Выдвинувшийся из числа простых моджахедов, имеющий на личном счету сбитый американский вертолет и как минимум одиннадцать убитых в бою американских солдат, Аббас аль-Касем был молодой порослью на ветвистом древе джихада, так обильно пустившем корни в залитом кровью Междуречье. Он был из числа «тигрят», молодых федаинов Саддама, прошедших военную подготовку и готовых зубами рвать посягнувших на святую землю между Тигром и Евфратом чужаков. Когда их готовили — учили стрелять из автомата, из пулемета, из гранатомета, подрывать танки зарядами, — он не задавался вопросом, а правильно ли все это. У них в казарме висел портрет вождя, человека по имени Саддам Хусейн, — и значит, все было правильно. Великий и мудрый Саддам, превративший Ирак из нищего, порабощенного британцами захолустья в силу, с которой считаются даже за океаном, на берегу далекой реки Потомак, — лучше знает, что нужно делать. Он отдает приказы, а они их исполняют, вот и все. И если американцы захотят вторично унизить воинов Саддама — они об этом сильно пожалеют.
Он не задавался тогда вопросом о своем отце — наоборот, он стыдился его. В то время как вся страна шла вперед — отец упрямо цеплялся за старое, он читал Коран и совершил хадж в Мекку. Тарика аль-Касема арестовали и препроводили в тюрьму за агитацию против вождя и антигосударственную деятельность, а его самого, его старшего сына, забрали в казармы федаинов. Ему было стыдно за отца, он украдкой ловил взгляды офицеров, присматривался к своим соседям по казарме, что они думают про него. Ага, это тот самый Аббас, Бени аль-Тарик,[65]предатель и слабак. Поэтому же он вгрызался в военную науку с безудержной свирепостью волчонка, не признавая ни своих слабостей, ни чужих. Потому-то из училища он должен был выпуститься в чине командира… вот только не успел.

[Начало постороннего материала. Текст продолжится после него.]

PR #78, opened 2026-05-14
Alternate Backpack Solution

TheRealMasterChief117:
## About the PR
Backpack is now smaller again, reverted back to 4x4
As a result you can only put 1 backpack per stash
Allows people to carry important items alongside a backpack without allowing the hoarding of tactical backpacks

## Technical details
Ports RMC limited storage system

## Media
image

**Changelog**
:cl:
- tweak: Tactical backpacks are now 4x4 again.
- tweak: You can only fit 1 tactical backpack into a military stash,


DDrakov (approved):
it looks good, should be good to go

PR #85, opened 2026-05-15
Lights on Prebuilt Light Fixtures Aren't Deleted on Save

### LINKED ISSUE #53: Lights don't seem to be persistent
## Description
Light fixtures apparently do not save, meaning light swaps for existing fixtures (important for building!) are temporary. Additionally, removed lights replace themselves meaning you'd likely have to remove a fixture entirely if you want it to remain empty

Aside: I'm not sure how much I like the lights automatically respawning as a mechanic for convenience. I thought about porting over shielded lights from... maybe Frontier or Wizden—not sure where—as a theoretical way to reduce maintenance. Also provides a bit more progression for ship upgrades, too

If I had to guess, `ShipyardGridSaveSystem.cs` might have a solution. It does have a dedicated part for `PoweredLight`

**Reproduction**
1. Get a shuttle
2. Remove some light tubes/bulbs. Maybe swap some. Maybe add some
3. Save and load the shuttle.
4. Your swaps won't save.  New lights should be kept as-is

**Screenshots**

**Additional context**
My saving and loaded was done on the same round on the Gondola

I tried fixing this before in the PR commented below

TheRealMasterChief117:
## About the PR
Title
Resolves #53 

Meaning lights aren't replaced on shipload from prebuilt fixtures, meaning custom lights will stay

## Breaking changes

**Changelog**
:cl:
- fix: Fixed lights inside of prebuilt fixtures being replaced on ship load, meaning your custom lights will save correctly.

### DIFF
--- a/.gitignore
+++ b/.gitignore
@@ -313,3 +313,5 @@ Resources/MapImages
 # Link Files
 *.lnk
 
+# lscache
+*.lscache
--- a/Content.Server/Light/Components/PoweredLightComponent.cs
+++ b/Content.Server/Light/Components/PoweredLightComponent.cs
@@ -6,13 +6,14 @@ using Robust.Shared.Audio;
 using Robust.Shared.Containers;
 using Robust.Shared.Prototypes;
 using Robust.Shared.Serialization.TypeSerializers.Implementations.Custom.Prototype;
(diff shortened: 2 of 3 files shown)


DDrakov (approved):
All is good, need to speedmerge as well due to .gitignore

PR #87, opened 2026-05-15
Triad Lore in the Guidebook

TheRealMasterChief117:
## About the PR
Lore
Adds wizden fixes to guidebook hyperlink

TODO:
- [x] Fix hyperlinks in the guidebook
- [x] Add the lore primer
- [x] Add a page for each major faction
- [x] Add the full timeline
- [x] Change/remove references of disabled companies
- [x] Change references to Colossus to Triad
- [x] Final touchups to the lore

Lore is by Sigmund, with the port to the guidebook by me! Thank you mr. Loretainer

Disabled these companies due to non-compliance with the lore:
- Dark Matter Enterprises
- CDM
- Nosske-Eien
- Blackhawk PMC

These companies can be added back if they are given new lore and perhaps some more love
CDM is removed due to similarities with the CDF, which is what the Triad Defense Force used to be called before it was renamed.

## Media
Also adds a date in the PDA
image

image
image

**Changelog**
changelog part in the file to account for the two names

PR #103, opened 2026-05-20
Cherrypick: Add a Countdown to the PDA Showing Time Remaining Until Roundend (#4147)

mnva0:
## About the PR

This PR cherrypicks https://github.com/new-frontiers-14/frontier-station-14/pull/4147, which adds a timer to the PDA that says how long until the round ends

From the original PR:
> Adds a field to the PDA underneath the current shift time showing how long until the round will end.
Mostly accurate (it doesn't take into account the extended shuttle call time if the current alert level is delta or epsilon. But in those cases, it's unlikely that it would be those alert levels for an extended period of time, and the error is only 10 extra minutes of shift time)

I don't know how to test this in an environment more like the server, but given Frontier has this on live it's *probably* fine. It's cvar-based anyway, so I expect it to work fine
The clock reads 10 minutes left at the same time (like off by a couple seconds but whatever) the 10 minute warning announcement is given

## Why / Balance
It's REALLY useful knowing when exactly the round will end, and it's especially useful for people who aren't sure

## Media
image

image

## Requirements

## How to test
From the original PR:

> Use the command > cvar shuttle.auto_call_time to set the time until round end (if you had your PDA open before this, reopen the menu)
Check that the PDA matches that + 10 minutes
Call the shuttle and check that the PDA matches the shuttle countdown
Let the countdown hit 0 and see that it disappears when the round end summary window appears.

**Changelog**
:cl: Frontier
- add: Added a countdown to when the shift will end to the PDA. Hey! Stop watching the clock and get back to work!

### DIFF
--- a/Content.Client/PDA/PdaMenu.xaml
+++ b/Content.Client/PDA/PdaMenu.xaml
@@ -44,6 +44,11 @@
             <ContainerButton Name="StationTimeButton">
                 <RichTextLabel Name="StationTimeLabel" Access="Public"/>
             </ContainerButton>
+            <!-- Frontier -->
+            <ContainerButton Name="RemainingTimeButton">
+                <RichTextLabel Name="RemainingTimeLabel" Access="Public"/>
+            </ContainerButton>
+            <!-- End Frontier -->
             <ContainerButton Name="StationAlertLevelInstructionsButton">
                 <RichTextLabel Name="StationAlertLevelInstructions" Access="Public"/>
             </ContainerButton>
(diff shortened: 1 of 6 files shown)


TheRealMasterChief117:
Conflicts with https://github.com/Triad-Sector/Triad_Sector/pull/87

DDrakov:
Curious if the time for shuttle to arrive is the same as the round end timer

mnva0:
> Curious if the time for shuttle to arrive is the same as the round end timer

From my memory (I have not tested specifically to remember this), it counts down the exact time until the roundend message pops up. Which should be the autocall time + 10 minutes
If the autocall time is set to 1 minute, at roundstart it'll read like 11 minutes until round end

Or at least I think so. It should behave the exact same way it does on Frontier

DDrakov:
> > Curious if the time for shuttle to arrive is the same as the round end timer
> 
> From my memory (I have not tested specifically to remember this), it counts down the exact time until the roundend message pops up. Which should be the autocall time + 10 minutes If the autocall time is set to 1 minute, at roundstart it'll read like 11 minutes until round end
> 
> Or at least I think so. It should behave the exact same way it does on Frontier

Huh, I'll test it on my devenv local later on

TheRealMasterChief117 (approved):

mnva0:
Selfmerge because Drakov said I could

PR #113, opened 2026-05-23
Disablers Deal No Damage

TheRealMasterChief117:
## About the PR
Wizden changed this years ago. Disablers being a non-lethal shouldn't be the MothKiller 3000.

## Technical details
Removes ``BulletDisablerStaminaOnly`` as a prototype. Frontier added this. Replaces all references of it with BulletDisabler.

**Changelog**
:cl:
- tweak: Disablers now deal 0 heat damage. As a result of this, pacifists can now use disablers.
- tweak: Practice weapons can now be used by pacifists.

### DIFF
--- a/Resources/Prototypes/Entities/Objects/Weapons/Guns/Battery/battery_guns.yml
+++ b/Resources/Prototypes/Entities/Objects/Weapons/Guns/Battery/battery_guns.yml
@@ -276,6 +276,7 @@
     fireCost: 30 #Mono: 62.5 >> 30
   - type: StaticPrice
     price: 300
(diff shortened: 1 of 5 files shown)


mnva0 (changes requested):
A lot of these line changes probably need some Triad comments? It's only commented sometimes

TheRealMasterChief117:
> A lot of these line changes probably need some Triad comments? It's only commented sometimes

The changes that aren't commented are those that are equal to Wizden

mnva0 (approved):
I'm not sure how to dismiss my requested change review so I'm trying this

Это были казармы — казармы засекреченного учебного центра на окраине Багдада, их разместили здесь, потому что они, тигрята, лишившиеся родных, — не имели в своей жизни другого отца, кроме Вождя, а его родной сын Кусей (или Кусай, тут кто как переводит) был им все равно что старшим братом. Молодые, голодные, злые — у них в этой жизни не было ничего, кроме автомата и верности. Верности Ему. Их подобрали в самых разных уголках страны вопреки распространенному заблуждению Он подбирал себе воинов не только в племени Аль-Тикрити, в его родном племени, — он любил и уважал весь народ Ирака. И даже Барзай, сын курда, — был здесь, в одном строю с ними, утверждая славу своего народа не как злоумышляющего, а как славного племени, давшего родине одного из талантливейших военачальников Абд аль-Джаббера Шеншалла, который в период войны с персами вместе с Раисом командовал армией и не допустил того, чтобы полчища персидских завоевателей ринулись разорять Ирак. Они были надеждой и гордостью страны, и их казармы располагались рядом с Багдадом еще и потому, что стоит только злоумышляющим, продавшимся жидам генералам выступить против Вождя, — они будут здесь, чтобы грудью защитить его. Генералам Раис уже не верил — первую войну они проиграли, не удержали Кувейт только из-за их подлого предательства и позорного бегства. Им — он верил.